[Start of Attachment]
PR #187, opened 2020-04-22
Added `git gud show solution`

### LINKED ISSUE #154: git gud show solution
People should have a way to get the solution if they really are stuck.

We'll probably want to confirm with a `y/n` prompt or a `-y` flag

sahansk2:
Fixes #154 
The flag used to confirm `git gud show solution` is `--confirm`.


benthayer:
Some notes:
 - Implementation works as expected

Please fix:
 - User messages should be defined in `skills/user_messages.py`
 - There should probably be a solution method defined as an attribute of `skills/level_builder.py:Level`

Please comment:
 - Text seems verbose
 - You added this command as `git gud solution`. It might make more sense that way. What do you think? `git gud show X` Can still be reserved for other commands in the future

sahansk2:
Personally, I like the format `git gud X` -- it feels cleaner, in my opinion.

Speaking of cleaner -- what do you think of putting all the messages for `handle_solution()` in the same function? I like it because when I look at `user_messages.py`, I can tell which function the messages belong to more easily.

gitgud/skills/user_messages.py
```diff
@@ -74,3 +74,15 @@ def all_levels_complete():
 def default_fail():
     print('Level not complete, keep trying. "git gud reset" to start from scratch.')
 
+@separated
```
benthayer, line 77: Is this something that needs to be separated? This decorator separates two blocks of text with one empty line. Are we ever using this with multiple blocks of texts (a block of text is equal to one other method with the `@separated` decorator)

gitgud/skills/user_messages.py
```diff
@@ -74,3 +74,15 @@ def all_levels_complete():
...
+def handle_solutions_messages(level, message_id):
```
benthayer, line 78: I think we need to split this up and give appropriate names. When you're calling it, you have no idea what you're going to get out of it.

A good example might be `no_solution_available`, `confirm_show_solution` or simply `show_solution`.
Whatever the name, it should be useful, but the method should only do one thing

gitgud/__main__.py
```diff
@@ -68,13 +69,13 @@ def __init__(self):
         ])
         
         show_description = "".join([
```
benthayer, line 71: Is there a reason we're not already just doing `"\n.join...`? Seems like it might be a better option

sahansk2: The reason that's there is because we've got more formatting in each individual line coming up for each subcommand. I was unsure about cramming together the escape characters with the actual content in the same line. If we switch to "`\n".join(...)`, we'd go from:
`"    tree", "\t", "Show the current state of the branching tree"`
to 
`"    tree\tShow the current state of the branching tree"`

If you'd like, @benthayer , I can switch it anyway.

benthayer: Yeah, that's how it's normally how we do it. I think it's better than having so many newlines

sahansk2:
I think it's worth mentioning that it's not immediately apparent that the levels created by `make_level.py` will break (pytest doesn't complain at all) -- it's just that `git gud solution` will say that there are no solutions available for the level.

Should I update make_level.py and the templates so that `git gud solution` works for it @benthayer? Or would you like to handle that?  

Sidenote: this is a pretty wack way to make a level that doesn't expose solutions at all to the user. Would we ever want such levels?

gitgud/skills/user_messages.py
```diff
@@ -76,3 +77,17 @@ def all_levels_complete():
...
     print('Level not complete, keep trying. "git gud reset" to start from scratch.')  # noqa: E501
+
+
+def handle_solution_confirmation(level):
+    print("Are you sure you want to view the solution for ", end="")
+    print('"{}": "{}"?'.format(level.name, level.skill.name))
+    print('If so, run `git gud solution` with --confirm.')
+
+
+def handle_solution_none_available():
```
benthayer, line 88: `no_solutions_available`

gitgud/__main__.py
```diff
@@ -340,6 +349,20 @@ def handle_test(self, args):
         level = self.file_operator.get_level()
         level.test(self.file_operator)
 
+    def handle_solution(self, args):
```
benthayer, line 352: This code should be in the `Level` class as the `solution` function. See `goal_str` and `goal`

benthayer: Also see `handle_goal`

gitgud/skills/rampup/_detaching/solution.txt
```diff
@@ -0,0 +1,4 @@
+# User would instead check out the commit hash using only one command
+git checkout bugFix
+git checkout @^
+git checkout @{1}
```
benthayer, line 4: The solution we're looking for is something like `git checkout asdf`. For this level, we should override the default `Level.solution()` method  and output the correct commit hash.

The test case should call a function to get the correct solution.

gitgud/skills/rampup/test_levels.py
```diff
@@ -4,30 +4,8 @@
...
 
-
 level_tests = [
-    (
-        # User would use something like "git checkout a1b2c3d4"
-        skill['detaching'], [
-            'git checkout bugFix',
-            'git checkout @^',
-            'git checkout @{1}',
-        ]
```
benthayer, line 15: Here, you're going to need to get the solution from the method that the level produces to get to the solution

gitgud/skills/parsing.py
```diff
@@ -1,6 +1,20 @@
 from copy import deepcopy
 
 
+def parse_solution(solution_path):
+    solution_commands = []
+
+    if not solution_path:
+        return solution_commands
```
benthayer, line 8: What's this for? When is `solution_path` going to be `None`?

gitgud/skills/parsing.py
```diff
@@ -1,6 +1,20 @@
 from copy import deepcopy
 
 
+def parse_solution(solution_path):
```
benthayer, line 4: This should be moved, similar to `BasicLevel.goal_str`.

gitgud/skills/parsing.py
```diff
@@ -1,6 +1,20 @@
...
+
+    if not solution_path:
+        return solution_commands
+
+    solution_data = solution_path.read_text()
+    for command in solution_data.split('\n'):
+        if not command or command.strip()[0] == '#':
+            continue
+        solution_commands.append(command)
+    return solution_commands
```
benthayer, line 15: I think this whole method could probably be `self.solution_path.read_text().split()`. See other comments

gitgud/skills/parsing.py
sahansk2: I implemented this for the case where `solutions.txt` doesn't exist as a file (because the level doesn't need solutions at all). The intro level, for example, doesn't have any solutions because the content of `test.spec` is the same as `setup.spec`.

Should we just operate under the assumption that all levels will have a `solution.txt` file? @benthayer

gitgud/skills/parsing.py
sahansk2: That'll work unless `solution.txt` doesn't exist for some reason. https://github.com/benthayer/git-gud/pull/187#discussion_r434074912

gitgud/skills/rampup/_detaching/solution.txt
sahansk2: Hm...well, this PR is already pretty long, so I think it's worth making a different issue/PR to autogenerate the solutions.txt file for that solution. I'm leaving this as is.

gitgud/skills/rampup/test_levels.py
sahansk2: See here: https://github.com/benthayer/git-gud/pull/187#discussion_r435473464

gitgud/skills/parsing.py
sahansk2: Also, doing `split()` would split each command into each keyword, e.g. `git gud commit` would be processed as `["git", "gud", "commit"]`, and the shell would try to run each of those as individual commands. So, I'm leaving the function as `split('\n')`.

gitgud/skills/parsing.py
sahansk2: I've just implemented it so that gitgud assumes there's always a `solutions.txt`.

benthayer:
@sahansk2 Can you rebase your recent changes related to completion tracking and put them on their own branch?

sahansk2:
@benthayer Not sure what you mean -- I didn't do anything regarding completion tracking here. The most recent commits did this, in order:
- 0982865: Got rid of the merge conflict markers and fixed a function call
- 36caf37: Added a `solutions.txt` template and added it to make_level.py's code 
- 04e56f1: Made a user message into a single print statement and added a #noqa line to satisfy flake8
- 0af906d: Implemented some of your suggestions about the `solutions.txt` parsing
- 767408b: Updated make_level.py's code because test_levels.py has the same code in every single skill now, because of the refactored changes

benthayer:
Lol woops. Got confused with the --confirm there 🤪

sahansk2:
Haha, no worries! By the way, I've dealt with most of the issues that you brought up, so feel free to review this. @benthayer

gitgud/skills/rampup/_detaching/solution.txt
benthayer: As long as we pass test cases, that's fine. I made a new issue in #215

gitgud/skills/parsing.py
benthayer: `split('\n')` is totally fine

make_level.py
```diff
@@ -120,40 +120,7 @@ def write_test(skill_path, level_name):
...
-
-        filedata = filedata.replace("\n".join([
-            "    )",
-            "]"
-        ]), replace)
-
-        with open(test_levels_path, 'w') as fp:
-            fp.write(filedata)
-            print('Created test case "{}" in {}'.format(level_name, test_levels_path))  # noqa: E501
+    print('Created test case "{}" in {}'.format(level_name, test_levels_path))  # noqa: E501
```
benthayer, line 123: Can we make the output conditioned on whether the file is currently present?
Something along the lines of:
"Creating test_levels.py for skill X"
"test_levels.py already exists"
[End of Attachment]
Exercise goal:
Read the data above. Pull out each line in which the string "scratch" appears.

Result of this exercise:
     print('Level not complete, keep trying. "git gud reset" to start from scratch.')
     print('Level not complete, keep trying. "git gud reset" to start from scratch.')  # noqa: E501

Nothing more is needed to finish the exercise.